It has been a promising year so far for Target Healthcare REIT. The group, founded in 2013, recently made two acquisitions - an 88-bed care home in Leicestershire and a development site in Birkdale - and it is planning to expand its presence further across the UK.
The company has done five fundraising rounds since it was set up, with the last, in May 2016, raising more than £100m. This allowed it to beef up its regional portfolio, which now comprises 47 assets with a value of £285m.
Property Week caught up with founder Kenneth MacKenzie to find out what Target Healthcare’s next moves will be.
We launched Target Healthcare in March 2013 with the aim of getting a diversified portfolio of care homes with several different tenants so we would not have to rely on any single tenant or operator.
We also wanted our tenants to sign up to very long leases - up to 35 years in England and 25 years in Scotland - to turn the rental income into a dividend that will be fully covered when the funds are fully invested. We would do that with a low level of gearing so there’s no leverage risk in the portfolio. Here we are, four years on with 46 homes, and our plan is to continue to grow.
We’re not trying to outgrow ourselves; we’re trying to be repetitive and a bit boring, in a word: reliable. If people are investing in us, it’s because they are looking for a stable income and that’s very much our intent.
We’re flexible about where we buy across the country. We haven’t bought in London but we’ve bid for things there and it’s another opportunity that we’ve been wondering about.
We see buying a care home as buying a local opportunity within its local market. We don’t say to ourselves: “We would like to have a home in Southampton - let’s see what we can find.” What we do is try to be a long-term support for investors in the care sector as opportunity commands.
We would always consider opportunities in light of local competition, supply and demand. That’s partly down to the number of older people in the area compared with the total number of beds, but it’s also crucial to find the right assets in the right locations.
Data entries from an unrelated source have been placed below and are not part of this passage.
PR #1089, opened 2026-05-26
Extract test-only contributions from demo module.

### LINKED ISSUE #363: Simplify example by splitting it from the test case
Based on this comment in the PR:

> Ok, but this is demo code meant to educate newbies; so let's move that to test code and keep it simple here.

_Originally posted by @jurgenvinju in https://github.com/usethesource/rascal-language-servers/pull/357#discussion_r1515992791_

toinehartman:
Extract some elements from the Pico demo language server
- Syntax extensions in a separate module.
- Test-only commands in a separate module.

Closes #363

### DIFF
--- a/rascal-lsp/src/main/rascal/library/demo/lang/pico/LanguageServer.rsc
+++ b/rascal-lsp/src/main/rascal/library/demo/lang/pico/LanguageServer.rsc
@@ -55,7 +55,7 @@ Each ((LanguageService)) for pico is implemented as a function.
 Here we group all services such that the LSP server can link them
 with the ((LanguageServer-Language)) definition later.
 }
-set[LanguageService] picoLanguageServer(bool allowRecovery) = {
+private set[LanguageService] picoLanguageServer(bool allowRecovery) = {
     parsing(picoParser(allowRecovery), usesSpecialCaseHighlighting = false),
     documentSymbol(picoDocumentSymbolService),
     codeLens(picoCodeLenseService),
@@ -70,8 +70,7 @@ set[LanguageService] picoLanguageServer(bool allowRecovery) = {
     completion(picoCompletionService, additionalTriggerCharacters = ["="])
 };
 
-set[LanguageService] picoLanguageServer() = picoLanguageServer(false);
-set[LanguageService] picoLanguageServerWithRecovery() = picoLanguageServer(true);
+set[LanguageService] picoLanguageServer() = picoLanguageServer(true);
 
 @synopsis{This set of contributions runs slower but provides more detail.}
 @description{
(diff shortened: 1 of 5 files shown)


rascal-lsp/src/main/rascal/library/demo/lang/pico/LanguageServer.rsc
```diff
@@ -76,7 +66,6 @@ set[LanguageService] picoLanguageServer(bool allowRecovery) = {
     rename(picoRenamingService, prepareRenameService = picoRenamePreparingService),
     didRenameFiles(picoFileRenameService),
     selectionRange(picoSelectionRangeService),
-    callHierarchy(picoPrepareCallHierarchy, picoCallsService),
```
DavyLandman, line 79: I would prefer to have every service at least once in this file.

toinehartman: Me too. However, call hierarchies require an extension to the Pico syntax, which feels like a strange thing to do in an example language server, so I opted to extract that as well. Maybe that's too aggressive?

DavyLandman: yes, I think that's too aggressive of a cleanup.

but we could move the language extension itself to a dedicated module and extend that, such that this module is smaller?

toinehartman: Done

rascal-lsp/src/main/rascal/library/demo/lang/pico/LanguageServer.rsc
```diff
@@ -65,7 +55,7 @@ Each ((LanguageService)) for pico is implemented as a function.
 Here we group all services such that the LSP server can link them
 with the ((LanguageServer-Language)) definition later.
 }
-set[LanguageService] picoLanguageServer(bool allowRecovery) = {
+private set[LanguageService] picoLanguageServer(bool allowRecovery) = {
```
DavyLandman: how about we drop this `allowRecovery`  parameter, and instead call this function in the testing language server, and replace the `parsing` contribution in the language server?

Such that for the demo, it's always on, and not a parameter, and we for testing overwrite that?

DavyLandman (commented):
Looks good, I have one more idea to remove a detail from the demo code.

rascal-lsp/src/main/rascal/library/demo/lang/pico/LanguageServer.rsc
toinehartman: Updated. A downside is that this calls `ParseTree::parser` twice, discarding the first result.

DavyLandman: true, but there are caches for the 2nd call.

PR #1090, opened 2026-05-27
POM-leading for DSLs

### LINKED ISSUE #1010: Adapt VS Code Parametric Language server to become a forwarder and start a new actual parametric server per rascal version

toinehartman:
Long-running feature PR, comprising of several sub-PRs for reviewability.

- #1069
- https://github.com/usethesource/rascal-language-servers/pull/1109
- https://github.com/usethesource/rascal-language-servers/pull/1095
- #1112
- https://github.com/usethesource/rascal-language-servers/pull/1132
- https://github.com/usethesource/rascal-language-servers/pull/1117
- https://github.com/usethesource/rascal-language-servers/pull/1156

Closes #1010.


rascal-vscode-extension/.vscode/launch.json
```diff
@@ -37,6 +37,22 @@
...
+    {
+			"name": "Run Extension (deployed)",
+			"type": "extensionHost",
+			"request": "launch",
+			"args": [
+				"--disable-extensions",
+				"--extensionDevelopmentPath=${workspaceFolder}"
+			],
+			"outFiles": [
+				"${workspaceFolder}/out/**/*.js"
```
sungshik:
```suggestion
				"${workspaceFolder}/dist/**/*.js"
```
(Not sure about this one; I forget where exactly the files are written. Configuring the right location here matters for debugger support IIRC.)

rascal-vscode-extension/src/test/vscode-suite/dsl.test.ts
```diff
@@ -86,6 +86,16 @@ parameterizedDescribe(function (errorRecovery: boolean) {
         protectedFiles = await ProtectedFiles.protect(TestWorkspace.picoFile);
     });
 
+    after(async() => {
```
sungshik, line 89: It could be useful for future maintainers to add a comment to explain why it is needed at the end of the test suite to open a seemingly arbitrary module, import the Pico language server, but then immediately unregister the language.

rascal-lsp/.vscode/launch.json
```diff
@@ -28,6 +28,50 @@
...
+      "vmArgs": [
+        "-Dlog4j2.level=TRACE",
+        "-Drascal.compilerClasspath=${workspaceFolder}/target/lib/rascal.jar",
+        "-Drascal.remoteResolverRegistryPort=8889",
+        "-Drascal.customRemoteResolverRegistryClass=org.rascalmpl.vscode.lsp.uri.jsonrpc.VSCodeFileSystemInRascal"
+      ]
+    },
+    {
+      "type": "java",
+      "name": "Delegate Parametric Server [1]",
```
sungshik, line 48: Sometimes throughout this PR, the "children" of the routing server are called "delegate" (such as here). Sometimes, they are called "remote". Consider to use only one term.

rascal-lsp/src/main/java/org/rascalmpl/vscode/lsp/log/LogJsonConfiguration.java
```diff
@@ -63,19 +63,24 @@ public Configuration getConfiguration(LoggerContext loggerContext, Configuration
...
-    private Configuration buildConfiguration() {
-        Level targetLevel = Level.getLevel(System.getProperty("log4j2.level", "INFO"));
+    public static Level getLogLevel() {
+        var targetLevel = Level.getLevel(System.getProperty("log4j2.level", "INFO"));
         if (targetLevel == null) {
-            targetLevel = Level.INFO;
+            return Level.INFO;
         }
+        return targetLevel;
+    }
```
sungshik, line 72: Nit: It feels a bit excessive, but should this method be moved to a separate utility class? It is used also in `LogRedirectConfiguration`, which looks otherwise unrelated to `LogJsonConfiguration`.

rascal-lsp/src/main/java/org/rascalmpl/vscode/lsp/parametric/capabilities/AbstractDynamicCapability.java
```diff
@@ -150,7 +150,8 @@ public boolean equals(@Nullable Object obj) {
         }
         var other = (AbstractDynamicCapability<?>) obj;
         return Objects.equals(id, other.id)
-            && Objects.equals(methodName, other.methodName);
+            && Objects.equals(methodName, other.methodName)
+            && Objects.equals(preferStaticRegistration, other.preferStaticRegistration);
```
sungshik, line 154: `preferStaticRegistration` isn't included yet in the computation of the hash code (not sure if it should; just an observation)

rascal-lsp/src/main/rascal/library/demo/lang/pico/LanguageServer.rsc
```diff
@@ -311,6 +311,18 @@ list[CompletionItem] picoCompletionService(Focus focus, int cursorOffset, Comple
     return sort(items, bool(CompletionItem i1, CompletionItem i2) {return i1.label < i2.label; });
 }
 
+PathConfig getPicoPathConfig() {
```
sungshik, line 314: This function seems to be useful especially for testing purposes instead of demo-ing/how-to-write-a-language-server purposes. If so, then consider to move it to `testing::lang::pico::LanguageServer` instead. If not, then it could be useful to add a bit of `@synopsis` to clarify what/why exactly this function does, so users get a better idea of how to apply it to their own DSLs.

rascal-lsp/src/main/rascal/library/testing/lang/json2/LanguageServer.rsc
```diff
@@ -0,0 +1,128 @@
...
+import util::PathConfig;
+import util::Reflective;
+
+private Tree (str _input, loc _origin) jsonParser(bool allowRecovery) {
+    return ParseTree::parser(#start[JSONText], allowRecovery=allowRecovery, filters=allowRecovery ? {createParseErrorFilter(false)} : {});
+}
+
+set[LanguageService] jsonLanguageServer() = {
+    parsing(jsonParser(true), usesSpecialCaseHighlighting = false),
+    completion(jsonCompletion, additionalTriggerCharacters = [",", "{", "[", ":"])
```
sungshik, line 45: It isn't clear to me what is the purpose of the completion service in the context of this PR. A small comment to clarify could be useful.

At the same time, the style in which the completion service is defined, is quite different from the completion service in `demo::lang::pico::LanguageService`. It could be useful to "promote" (parts of) `JSON2` to `demo::lang::json2::LanguageService` (which currently doesn't exist yet), so it is easier/more predictable to find by users who want to implement their own completion service and are looking for examples.

rascal-lsp/src/main/rascal/library/testing/lang/pico/LanguageServer.rsc
sungshik, line 68: Nit: Should this function also be renamed?

rascal-lsp/src/main/rascal/library/testing/lang/pico/LanguageServer.rsc
```diff
@@ -112,6 +118,7 @@ lrel[loc, Command] testingCodeLensService(start[Program] input)
         <declOffset(input, 0), removeTodo(input.src, title="Unregister TODO")>,
         <declOffset(input, 0), showWarning("Test warning", input.src, title="Show warning")>,
         <declOffset(input, 0), showContents("Some text", title="Show some text")>,
+        <declOffset(input, 1), copyFileContents(input.top.src.parent.parent + "json2" + "example.json2", input.top.src.parent.parent + "json2" + "example-copy.json2", title="Copy contents of example.json2")>,
```
sungshik, line 121: Why is this JSON2-related command in the Pico language server?

rascal-lsp/src/main/java/org/rascalmpl/vscode/lsp/TextDocumentStateManager.java
```diff
@@ -205,7 +208,19 @@ protected void closeFile(ISourceLocation loc) {
     }
 
     protected Set<@KeyFor("this.files") ISourceLocation> getOpenFiles() {
-        return files.keySet();
+        return Collections.unmodifiableSet(files.keySet());
```
sungshik, line 215: Not sure this is relevant, but since the unmodifiability seems important here... IIRC, `unmodifiableSet` doesn't make a shallow copy of the underlying collection. So, the returned set is unmodifiable by the caller, but if `this.files` somehow changes via a different route, then I expect the changes to be visible in the returned set (i.e., from the caller's perspective, it appears the returned set has spontaneously changed, even though it looks unmodifiable to it).

rascal-lsp/src/main/java/org/rascalmpl/vscode/lsp/BaseLanguageServer.java
```diff
@@ -144,12 +150,21 @@ private static Launcher<IBaseLanguageClient> constructLSPClient(InputStream in,
...
     }
 
-    private static void printClassPath() {
+    protected static void printClassPath() {
         logger.trace("Started with classpath: {}", () -> System.getProperty("java.class.path"));
     }
 
+    @FunctionalInterface
+    protected interface ServerBuilder {
+        ActualLanguageServer apply(String name, Runnable a, ExecutorService b, IBaseTextDocumentService c, BaseWorkspaceService d);
```
sungshik: Nit: Use more descriptive names for the arguments? Perhaps even add a bit of JavaDoc to explain how these four main components of a language server fit together.

rascal-lsp/src/main/java/org/rascalmpl/vscode/lsp/BaseLanguageServer.java
```diff
@@ -291,13 +310,43 @@ public CompletableFuture<Two<String, URI[]>[]> supplyPathConfig(PathConfigParame
...
+                if (specVersion == null) {
+                    throw new IOException(String.format("No Specification-Version in %s", manifest));
+                }
+                return specVersion;
+            }
+        }
+
         @Override
-        public CompletableFuture<Void> sendRegisterLanguage(LanguageParameter lang) {
+        public CompletableFuture<Void> sendRegisterLanguage(RegistrationParameter param) {
```
sungshik, line 352: Nit: The registration parameter is used only to get the language parameter. Perhaps it is possible to revert the signature of `sendRegisterLanguage` back to the way it was (with `LanguageParameter`) to keep the symmetry with `sendUnregisterLanguage`?

rascal-lsp/src/main/java/org/rascalmpl/vscode/lsp/BaseLanguageServer.java
```diff
@@ -291,13 +310,43 @@ public CompletableFuture<Two<String, URI[]>[]> supplyPathConfig(PathConfigParame
             }, executor);
         }
 
+        protected static String getPomVersion() throws IOException {
```
sungshik, line 324: There are two causes why an `IOException` might be thrown by this method:
  - "No package" -- According to the comment, this shouldn't happen, so it is really an exceptional situation.
  - "No specification version found" -- This seems to be a situation that could be considered normal/acceptable control flow (judging from the call site of this method).

I think it would make sense to be able to distinguish between these situations at the call site. For the former case, an exception seems appropriate and an ERROR message could be printed to the log. For the latter case, it seems a `ServerInfo` object can normally be created, but perhaps printing an INFO message to the log could be useful. If so, then instead of throwing an exception, a special return value could be used (e.g., just `null` or an `Optional`).

rascal-lsp/src/main/java/org/rascalmpl/vscode/lsp/BaseLanguageServer.java
```diff
@@ -291,13 +310,43 @@ public CompletableFuture<Two<String, URI[]>[]> supplyPathConfig(PathConfigParame
...
+        }
+
+        protected static String getJarVersion(ISourceLocation jarFile) throws IOException {
+            jarFile = JarURIResolver.jarify(jarFile);
+            var manifestLoc = URIUtil.getChildLocation(jarFile, "META-INF/MANIFEST.MF");
+            try (var is = URIResolverRegistry.getInstance().getInputStream(manifestLoc)) {
+                var manifest = new Manifest(is);
+                var specVersion = manifest.getMainAttributes().getValue("Specification-Version");
+                if (specVersion == null) {
+                    throw new IOException(String.format("No Specification-Version in %s", manifest));
```
sungshik, line 345: Same comment as above probably

rascal-lsp/src/main/java/org/rascalmpl/vscode/lsp/util/DocumentRouter.java
```diff
@@ -0,0 +1,76 @@
...
+    /**
+     * Map an {@link ISourceLocation} to a {@link T}.
+     * @param loc The input location.
+     * @return The mapped value.
+     */
+    T route(ISourceLocation loc);
+
+    /**
+     * Map a {@link String} name to a {@link T}.
+     * @param doc The name key.
```
sungshik:
```suggestion
     * @param name The name key.
```

rascal-lsp/src/main/java/org/rascalmpl/vscode/lsp/util/DocumentRouter.java
```diff
@@ -0,0 +1,76 @@
...
+
+    default T route(TextDocumentIdentifier id) {
+        return route(Locations.toLoc(id.getUri()));
+    }
+
+    Stream<T> allRoutes();
+
+    default <U> Stream<U> allRoutes(Function<T, U> f) {
+        return allRoutes().map(f);
+    }
```
sungshik: Nit: I wonder if this function is needed. I think it is more clear (for a reader who doesn't know this class) to have the explicit `allRoutes().map(f)` at the call site instead of `allRoutes(f)` (because to know the purpose of `f`, the reader needs to look at the implementation of `allRoutes(Function)`).

rascal-lsp/src/main/java/org/rascalmpl/vscode/lsp/util/DocumentRouter.java
```diff
@@ -0,0 +1,76 @@
...
+ * @param <T> The type of the mapped value.
+ */
+public interface DocumentRouter<T> {
+
+    /**
+     * Map an {@link ISourceLocation} to a {@link T}.
+     * @param loc The input location.
+     * @return The mapped value.
+     */
+    T route(ISourceLocation loc);
```
sungshik, line 48: I would expect there to be exactly one `default`-less `route` method (probably the one with the `String` argument), in terms of which all other `route` methods are defined. Otherwise, implementations of this interface could be (morally) inconsistent between `route(ISourceLocation)` and `route(String)`.

rascal-lsp/src/main/java/org/rascalmpl/vscode/lsp/util/concurrent/CompletableFutureUtils.java
```diff
@@ -34,17 +34,42 @@
...
         return CompletableFuture.supplyAsync(() -> value, exec);
     }
 
+    public static <T> CompletableFuture<T> retry(Supplier<T> supplier, int times, Executor exec) {
+        return retry(CompletableFuture.supplyAsync(supplier, exec), times);
+    }
+
+    public static <T> CompletableFuture<T> retry(CompletableFuture<T> future, int times) {
+        var f = future;
+        for (int i = 1; i <= times; i++) {
```
sungshik, line 60:
```suggestion
        for (int i = 1; i <= times && !f.isDone(); i++) {
```
(I think this avoids redundant iterations in which the same result is re-wrapped in completed futures?)

rascal-lsp/src/main/java/org/rascalmpl/vscode/lsp/parametric/model/ParametricFileFacts.java
```diff
@@ -67,7 +66,7 @@ public class ParametricFileFacts implements DiagnosticsReporter {
     private final Map<ISourceLocation, FileFact> files = new ConcurrentHashMap<>();
 
     @SuppressWarnings("java:S3077") // Reads/writes happen sequentially
-    private volatile @MonotonicNonNull LanguageClient client;
+    private volatile LanguageClient client;
```
sungshik, line 69: It can now be `final`?

rascal-lsp/src/main/java/org/rascalmpl/vscode/lsp/parametric/capabilities/CapabilityRegistration.java
sungshik, line 1: Changes in this file were a bit hard for me to understand (no suggestions; just a comment)

rascal-lsp/src/main/java/org/rascalmpl/vscode/lsp/parametric/LanguageRegistry.java
```diff
@@ -55,6 +55,22 @@ public interface LanguageRegistry {
     @JsonRequest("receiveUnregisterLanguage")
     CompletableFuture<Void> unregisterLanguage(LanguageParameter lang);
 
+    /**
+     * Extensible arguments related to language registration.
+     */
+    class RegistrationParameter {
+        private LanguageParameter lang;
+        private String remoteMemoryArg;
```
sungshik, line 63: It could be useful to document what exactly this property is used for (and along the way remind the reader that, when a language is registered, a new server process is spawned etc.).

rascal-lsp/src/main/java/org/rascalmpl/vscode/lsp/parametric/ParametricLanguageServer.java
```diff
@@ -28,24 +28,75 @@
...
+
+        public @Nullable LanguageParameter getDedicatedLanguage() {
+            return dedicatedLanguage;
+        }
+
+        public void setDedicatedLanguage(LanguageParameter dedicatedLanguage) {
+            this.dedicatedLanguage = dedicatedLanguage;
+        }
+
+        public boolean isExitWhenEmpty() {
```
sungshik: Nit: The `is...` naming sounds a bit unnatural for instances of this class. Maybe use `get...` instead?

rascal-lsp/src/main/java/org/rascalmpl/vscode/lsp/parametric/ParametricLanguageServer.java
```diff
@@ -28,24 +28,75 @@
...
+            switch (args[i]) {
+                case "--port":
+                    serverArgs.setPort(Integer.parseInt(args[++i]));
+                    break;
+                case "--exitWhenEmpty":
+                    serverArgs.setExitWhenEmpty(true);
+                    break;
+                default:
+                    if (serverArgs.getDedicatedLanguage() == null) {
+                        serverArgs.setDedicatedLanguage(new GsonBuilder().create().fromJson(args[i], LanguageParameter.class));
```
sungshik, line 95: I suppose this call can ungracefully fail with a runtime exception when `args[i]` isn't of the right format. Could this be a problem at the call sites of `parseArgs`?

rascal-lsp/src/main/java/org/rascalmpl/vscode/lsp/parametric/ParametricLanguageServer.java
```diff
@@ -28,24 +28,75 @@
...
     }
+
+    public static void main(String[] args) {
+        startParametric(parseArgs(args));
+    }
+
+    public static class ServerArgs {
+        private int port = 9999;
+        private @Nullable LanguageParameter dedicatedLanguage = null;
+        private boolean exitWhenEmpty = false;
```
sungshik, line 54: Emptiness of what?

rascal-lsp/src/main/java/org/rascalmpl/vscode/lsp/parametric/ParametricTextDocumentService.java
```diff
@@ -326,7 +341,9 @@ public void didClose(DidCloseTextDocumentParams params) {
         logger.debug("Did Close file: {}", params.getTextDocument());
         var loc = Locations.toLoc(params.getTextDocument());
         closeFile(loc);
-        facts(loc).close(loc);
+        if (safeLanguage(loc).isPresent()) {
```
sungshik, line 345: If no language can be found for `loc`, then is this a sign something is wrong (in which case it could be useful to print a message to the log for debugging).

sungshik: Other question: Is it possible for `safeLanguage(loc).isPresent()` to be false, but `URIResolverRegistry.getInstance().exists(loc)` (condition of the next if-then below) to be true? I expected the next if-then to be part of the body of the current if-then.

rascal-lsp/src/main/java/org/rascalmpl/vscode/lsp/parametric/ParametricTextDocumentService.java
```diff
@@ -882,11 +909,12 @@ public CompletableFuture<Either<List<CompletionItem>, CompletionList>> completio
     public synchronized void registerLanguage(LanguageParameter lang) {
         logger.info("registerLanguage({})", lang.getName());
 
+        var clientCopy = (IBaseLanguageClient) availableClient();
```
sungshik, line 913: Nit: Why not just `client`?

rascal-lsp/src/main/java/org/rascalmpl/vscode/lsp/parametric/ParametricTextDocumentService.java
```diff
@@ -1001,10 +1027,14 @@ private static String buildContributionKey(LanguageParameter lang) {
         return lang.getMainFunction() + "::" + lang.getMainFunction();
     }
 
+    public static boolean isLanguageCompletelyRemoved(LanguageParameter lang) {
```
sungshik: Nit: Removed from what? I feel the name of this method isn't well-aligned with its implementation. My impression is this method checks if the language is *ready to be* removed (as there is no meaningful main module), but not actually removed from the collection of interest yet. Instead, only when this method returns true, the caller can perform the actual removal.

rascal-lsp/src/main/java/org/rascalmpl/vscode/lsp/parametric/ParametricTextDocumentService.java
```diff
@@ -1031,7 +1061,12 @@ public synchronized void unregisterLanguage(LanguageParameter lang) {
         }
 
         // Should be called from the main, single-threaded request pool
-        updateCapabilities();
+        updateCapabilities().thenAccept(v -> {
+            if (exitWhenEmpty && contributions.isEmpty()) {
+                logger.debug("Shutting down; no more registered languages");
```
sungshik:
```suggestion
                logger.debug("Shutting down; no more registered contributions for language " + dedicatedLanguageName);
```
(Or something along those lines. I got confused for a moment by reading this error message because of the difference between "languages" and "contributions".)

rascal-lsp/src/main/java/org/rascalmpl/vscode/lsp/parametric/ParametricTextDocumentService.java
PR #1092, opened 2026-05-29
Update dependencies where possible

DavyLandman:
Note that lsp4j 1.0.0 is released, but it should first be bumped on rascal side.


rascal-vscode-extension/package.json
```diff
@@ -313,7 +313,7 @@
   "devDependencies": {
     "@tsconfig/node20": "20.x",
     "@tsconfig/strictest": "2.x",
-    "@types/chai": "4.x",
+    "@types/chai": "5.x",
```
toinehartman, line 316: Chai `6.x` but the types for `5.x`? Is that right?

toinehartman (commented):
Thanks for doing a bunch of updates! Does this include all the updates in the currently open dependabot PRs?

toinehartman (changes requested):

toinehartman (approved):

rascal-vscode-extension/package.json
DavyLandman: Yes, type annotattions for chai 6 aren't published yet. and it's quite close to each other.

DavyLandman:
> Thanks for doing a bunch of updates! Does this include all the updates in the currently open dependabot PRs?

yeah, they should also automatically close after this one is merged.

There are around 480,000 beds in the senior living sector in the UK. About 150,000 to 160,000 are old-fashioned Victorian houses, flat-roof extensions, old bed and breakfasts and so on. They’re poorly equipped so we don’t buy any of them.
Then there are 250,000 units that are quite often purpose-built but their wetroom facilities are non-existent. They’re basically a block of rooms with a bare WC and a handwash basin for each room. We don’t really think that’s the future of care homes.
Our homes have wetroom facilities with each bedroom.
That’s the kind of product we’re looking to buy. Sometimes it might be described as high-end but we’re all used to ensuite bedrooms today. So why wouldn’t you be able to have the dignity of your own personal care in your own ensuite room? It’s the future of the sector.
We think it should be more challenging because we want to see improving standards of care. For the market to grow, it has to. We’re supportive of the regulator [the Care Quality Commission].
We are an unusual landlord. We describe ourselves as an engaged landlord - we are not just a rent collector. Our healthcare team is as big as, and sometimes bigger than, the investment team and they’re in regular contact with each home.
We are much closer to our tenants and our idea for this business is to provide best-in-class local market real estate so the staff feel good about where they work.
It’s always about the local market and the location of the care home. That’s really the big focus for us because you don’t want your granny to live 45 miles away from you.
We have to ask: how is this stuff paid for? Older people are sitting on huge wealth; they all have their houses and the average net worth per person is around £100,000. But for every £100 a care home receives in income, about £50 to £55 is spent in wages and another £12 to £14 is spent in overheads, regulator fees, food, electricity and heating.
So, typically, care homes remain a profitable business. They make 30% to 35% EBITDA, sometimes 40%. It’s pretty simple to work out - a 10% increase in the living wage means a 5% increase in cost for the home and that has to be recovered through higher fees.
We’re at a very interesting stage of the cycle. People have been speaking for years about the demographic bulge and that is now happening. There is more demand - the number of over-85s has doubled in the past 20 years - and one in seven of them generally end up in a care home. We are at that stage of the market when there are more people looking for homes.
We also live in a time when the government is in permanent deficit. There are cutbacks, there’s hesitation about what local authorities are willing to pay and the private sector has to pay more. There are significant operational challenges in running care homes and we like local assets closely controlled by families and smaller operators - people who are really hands-on and engaged.
I also expect to see more regulation, which will probably force some companies to leave the market, and we’ll see increasing demand for bed spaces as the demographic changes and local authorities continue to try and hold back placements because of financial restraint.
I think the good operators will react to this strategically while poor operators will drift out of the market, which is what they’ve been doing for the past few years now.